## TASK DETAILS
Look for the string "used" in the data below, and copy each line that holds it.

────────────────────────────────────────

PR #235, opened 2016-11-20
macOS support

insidegui:
## Changes in this pull request

Added support for macOS. The macOS target includes only the core diffing functionality so `IGListDiff` can be used on macOS apps.

I have not added the tests because I don't know how you're setting them up, maybe the same tests can be used by adding some `#if os(...)`s to the test files.

I have tested integration on iOS, tvOS and macOS using both Carthage and Cocoapods.

PR #322, opened 2016-12-12
Update README.md

jessesquires:
@rnystrom - I know you removed this before, but I think we should add it back now that we support > 1 platform. 😄 

(and macOS is coming up in #235 )


jessesquires:
don't worry, it's still centered and pretty:

screen shot 2016-12-12 at 10 47 02 am

rnystrom:
👌  

Since macOS is coming I'm down w/ this. Good to show that we support all platforms.

Coming soon watchOS? 😂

────────────────────────────────────────

## ANSWER TO THIS PROBLEM
Added support for macOS. The macOS target includes only the core diffing functionality so `IGListDiff` can be used on macOS apps.
I have not added the tests because I don't know how you're setting them up, maybe the same tests can be used by adding some `#if os(...)`s to the test files.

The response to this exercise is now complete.